##### Provided records

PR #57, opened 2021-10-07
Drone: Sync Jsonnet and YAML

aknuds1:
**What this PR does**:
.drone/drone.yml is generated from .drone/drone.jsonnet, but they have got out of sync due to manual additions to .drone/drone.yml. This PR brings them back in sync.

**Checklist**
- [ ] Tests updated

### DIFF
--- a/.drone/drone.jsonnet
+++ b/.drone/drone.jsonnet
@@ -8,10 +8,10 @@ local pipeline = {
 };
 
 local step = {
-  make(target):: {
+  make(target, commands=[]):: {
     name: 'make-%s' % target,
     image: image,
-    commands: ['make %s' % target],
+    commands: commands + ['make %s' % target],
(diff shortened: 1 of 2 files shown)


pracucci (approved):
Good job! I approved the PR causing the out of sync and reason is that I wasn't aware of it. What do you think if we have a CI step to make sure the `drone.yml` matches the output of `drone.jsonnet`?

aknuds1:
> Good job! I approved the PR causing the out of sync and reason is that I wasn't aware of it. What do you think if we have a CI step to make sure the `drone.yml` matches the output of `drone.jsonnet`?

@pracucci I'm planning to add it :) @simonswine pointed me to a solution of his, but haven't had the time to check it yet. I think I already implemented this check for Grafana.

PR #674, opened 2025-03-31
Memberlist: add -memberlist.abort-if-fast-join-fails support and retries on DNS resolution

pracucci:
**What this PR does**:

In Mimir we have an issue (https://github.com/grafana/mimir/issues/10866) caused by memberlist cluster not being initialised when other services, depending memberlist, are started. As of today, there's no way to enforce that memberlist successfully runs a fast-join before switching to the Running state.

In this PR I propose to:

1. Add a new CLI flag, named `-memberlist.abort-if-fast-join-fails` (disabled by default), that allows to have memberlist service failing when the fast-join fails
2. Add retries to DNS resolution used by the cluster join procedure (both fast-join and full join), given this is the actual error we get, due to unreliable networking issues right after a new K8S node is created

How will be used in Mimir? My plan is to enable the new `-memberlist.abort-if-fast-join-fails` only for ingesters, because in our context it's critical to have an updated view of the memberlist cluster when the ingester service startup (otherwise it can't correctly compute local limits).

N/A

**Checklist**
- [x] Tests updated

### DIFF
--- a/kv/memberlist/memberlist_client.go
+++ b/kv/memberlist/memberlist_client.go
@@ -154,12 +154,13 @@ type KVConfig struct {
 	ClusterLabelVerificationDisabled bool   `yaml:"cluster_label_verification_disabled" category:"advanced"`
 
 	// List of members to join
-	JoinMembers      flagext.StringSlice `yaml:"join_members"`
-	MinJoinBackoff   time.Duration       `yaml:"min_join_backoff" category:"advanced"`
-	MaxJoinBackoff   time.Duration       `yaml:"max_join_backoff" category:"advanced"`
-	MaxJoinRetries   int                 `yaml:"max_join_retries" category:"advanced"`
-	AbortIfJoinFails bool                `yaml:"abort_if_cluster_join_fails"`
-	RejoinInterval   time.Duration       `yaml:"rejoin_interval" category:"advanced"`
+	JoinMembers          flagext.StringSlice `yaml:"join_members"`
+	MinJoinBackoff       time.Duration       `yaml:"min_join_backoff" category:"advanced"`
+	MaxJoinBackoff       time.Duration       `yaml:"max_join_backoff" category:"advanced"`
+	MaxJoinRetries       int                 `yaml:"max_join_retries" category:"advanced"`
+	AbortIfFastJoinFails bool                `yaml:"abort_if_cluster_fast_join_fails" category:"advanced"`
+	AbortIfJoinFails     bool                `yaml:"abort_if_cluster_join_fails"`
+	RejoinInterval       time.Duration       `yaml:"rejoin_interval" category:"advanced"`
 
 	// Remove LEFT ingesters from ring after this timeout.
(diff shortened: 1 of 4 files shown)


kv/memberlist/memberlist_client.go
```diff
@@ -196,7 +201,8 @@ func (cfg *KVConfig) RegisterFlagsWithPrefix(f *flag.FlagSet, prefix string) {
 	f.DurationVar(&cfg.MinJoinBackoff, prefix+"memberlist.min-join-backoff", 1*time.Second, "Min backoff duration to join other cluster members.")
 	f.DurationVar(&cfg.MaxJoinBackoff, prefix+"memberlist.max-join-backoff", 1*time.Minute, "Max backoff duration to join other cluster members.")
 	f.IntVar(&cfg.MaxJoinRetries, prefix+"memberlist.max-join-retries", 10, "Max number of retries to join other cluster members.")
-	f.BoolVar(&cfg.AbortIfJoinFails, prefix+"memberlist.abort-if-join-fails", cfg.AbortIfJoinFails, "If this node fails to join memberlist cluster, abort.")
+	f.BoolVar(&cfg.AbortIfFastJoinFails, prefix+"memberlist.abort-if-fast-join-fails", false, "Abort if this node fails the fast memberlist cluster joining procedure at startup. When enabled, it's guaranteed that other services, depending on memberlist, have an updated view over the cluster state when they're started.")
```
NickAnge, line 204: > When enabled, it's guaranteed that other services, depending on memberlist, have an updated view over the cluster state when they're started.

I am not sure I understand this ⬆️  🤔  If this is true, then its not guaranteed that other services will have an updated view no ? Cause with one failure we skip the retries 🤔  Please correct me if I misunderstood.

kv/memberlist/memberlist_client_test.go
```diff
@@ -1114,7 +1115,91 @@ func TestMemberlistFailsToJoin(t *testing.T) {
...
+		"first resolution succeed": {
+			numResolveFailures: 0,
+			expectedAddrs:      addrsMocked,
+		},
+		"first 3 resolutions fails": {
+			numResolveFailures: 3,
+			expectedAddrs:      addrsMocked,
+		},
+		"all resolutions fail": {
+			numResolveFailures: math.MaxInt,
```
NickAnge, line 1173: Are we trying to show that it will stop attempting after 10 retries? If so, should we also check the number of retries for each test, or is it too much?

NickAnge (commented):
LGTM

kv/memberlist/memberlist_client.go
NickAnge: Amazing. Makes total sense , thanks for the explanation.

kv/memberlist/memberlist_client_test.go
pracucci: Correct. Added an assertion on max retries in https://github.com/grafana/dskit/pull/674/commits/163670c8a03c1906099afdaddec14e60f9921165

##########
##### Provided records

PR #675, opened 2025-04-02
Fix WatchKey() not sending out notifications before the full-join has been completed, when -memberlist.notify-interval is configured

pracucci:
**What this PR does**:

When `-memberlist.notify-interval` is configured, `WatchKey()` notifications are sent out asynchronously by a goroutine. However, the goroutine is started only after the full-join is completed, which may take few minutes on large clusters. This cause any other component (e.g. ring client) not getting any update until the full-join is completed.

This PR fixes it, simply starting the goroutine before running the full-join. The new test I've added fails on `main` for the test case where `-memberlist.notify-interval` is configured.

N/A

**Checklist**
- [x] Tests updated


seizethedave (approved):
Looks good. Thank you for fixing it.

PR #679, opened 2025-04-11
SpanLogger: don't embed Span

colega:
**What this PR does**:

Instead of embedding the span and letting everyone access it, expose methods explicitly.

##########
##### Provided records

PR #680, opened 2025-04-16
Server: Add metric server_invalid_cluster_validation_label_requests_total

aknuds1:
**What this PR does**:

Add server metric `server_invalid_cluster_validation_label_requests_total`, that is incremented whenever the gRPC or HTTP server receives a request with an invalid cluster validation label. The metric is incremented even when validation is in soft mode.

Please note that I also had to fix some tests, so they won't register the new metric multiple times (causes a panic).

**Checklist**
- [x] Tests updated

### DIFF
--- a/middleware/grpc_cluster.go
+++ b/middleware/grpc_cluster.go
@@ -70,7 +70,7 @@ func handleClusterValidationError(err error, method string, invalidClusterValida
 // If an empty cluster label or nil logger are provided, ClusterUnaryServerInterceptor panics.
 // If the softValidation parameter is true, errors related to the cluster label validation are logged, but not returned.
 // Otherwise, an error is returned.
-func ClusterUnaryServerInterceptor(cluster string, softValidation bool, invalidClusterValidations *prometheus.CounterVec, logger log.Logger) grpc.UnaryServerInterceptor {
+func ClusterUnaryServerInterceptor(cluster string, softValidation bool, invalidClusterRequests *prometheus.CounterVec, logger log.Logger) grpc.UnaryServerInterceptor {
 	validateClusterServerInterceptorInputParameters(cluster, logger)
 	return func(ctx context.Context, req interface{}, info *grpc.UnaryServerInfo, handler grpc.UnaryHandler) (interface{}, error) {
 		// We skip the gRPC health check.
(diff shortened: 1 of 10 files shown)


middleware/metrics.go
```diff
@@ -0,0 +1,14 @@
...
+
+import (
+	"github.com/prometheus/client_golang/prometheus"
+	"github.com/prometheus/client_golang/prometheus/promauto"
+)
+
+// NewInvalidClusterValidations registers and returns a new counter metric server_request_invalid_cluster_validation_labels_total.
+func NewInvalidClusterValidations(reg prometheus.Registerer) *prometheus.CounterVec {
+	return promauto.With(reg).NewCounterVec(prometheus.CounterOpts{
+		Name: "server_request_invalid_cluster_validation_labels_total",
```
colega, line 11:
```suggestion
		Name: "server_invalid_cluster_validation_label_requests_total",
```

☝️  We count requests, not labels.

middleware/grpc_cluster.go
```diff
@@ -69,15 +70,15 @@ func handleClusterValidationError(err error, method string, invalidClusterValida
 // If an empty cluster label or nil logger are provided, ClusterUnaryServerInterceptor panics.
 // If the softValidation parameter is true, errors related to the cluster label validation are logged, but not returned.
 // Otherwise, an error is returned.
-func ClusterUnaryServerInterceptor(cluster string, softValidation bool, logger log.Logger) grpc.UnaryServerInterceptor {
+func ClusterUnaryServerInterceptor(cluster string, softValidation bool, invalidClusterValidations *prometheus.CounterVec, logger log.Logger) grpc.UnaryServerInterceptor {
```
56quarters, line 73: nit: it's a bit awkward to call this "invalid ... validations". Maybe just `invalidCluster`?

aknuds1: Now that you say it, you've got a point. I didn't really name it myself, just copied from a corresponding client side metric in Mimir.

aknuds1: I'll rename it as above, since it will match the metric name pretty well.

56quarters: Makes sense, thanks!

##########

What the exercise asks>
Beginning with the line holding "PR #57, opened 2021-10-07" and ending with the line holding "2. Add retries", write out the stretch of material above exactly; add no further lines.

Result>
PR #57, opened 2021-10-07
Drone: Sync Jsonnet and YAML

aknuds1:
**What this PR does**:
.drone/drone.yml is generated from .drone/drone.jsonnet, but they have got out of sync due to manual additions to .drone/drone.yml. This PR brings them back in sync.

**Checklist**
- [ ] Tests updated

### DIFF
--- a/.drone/drone.jsonnet
+++ b/.drone/drone.jsonnet
@@ -8,10 +8,10 @@ local pipeline = {
 };
 
 local step = {
-  make(target):: {
+  make(target, commands=[]):: {
     name: 'make-%s' % target,
     image: image,
-    commands: ['make %s' % target],
+    commands: commands + ['make %s' % target],
(diff shortened: 1 of 2 files shown)


pracucci (approved):
Good job! I approved the PR causing the out of sync and reason is that I wasn't aware of it. What do you think if we have a CI step to make sure the `drone.yml` matches the output of `drone.jsonnet`?

aknuds1:
> Good job! I approved the PR causing the out of sync and reason is that I wasn't aware of it. What do you think if we have a CI step to make sure the `drone.yml` matches the output of `drone.jsonnet`?

@pracucci I'm planning to add it :) @simonswine pointed me to a solution of his, but haven't had the time to check it yet. I think I already implemented this check for Grafana.

PR #674, opened 2025-03-31
Memberlist: add -memberlist.abort-if-fast-join-fails support and retries on DNS resolution

pracucci:
**What this PR does**:

In Mimir we have an issue (https://github.com/grafana/mimir/issues/10866) caused by memberlist cluster not being initialised when other services, depending memberlist, are started. As of today, there's no way to enforce that memberlist successfully runs a fast-join before switching to the Running state.

In this PR I propose to:

1. Add a new CLI flag, named `-memberlist.abort-if-fast-join-fails` (disabled by default), that allows to have memberlist service failing when the fast-join fails
2. Add retries to DNS resolution used by the cluster join procedure (both fast-join and full join), given this is the actual error we get, due to unreliable networking issues right after a new K8S node is created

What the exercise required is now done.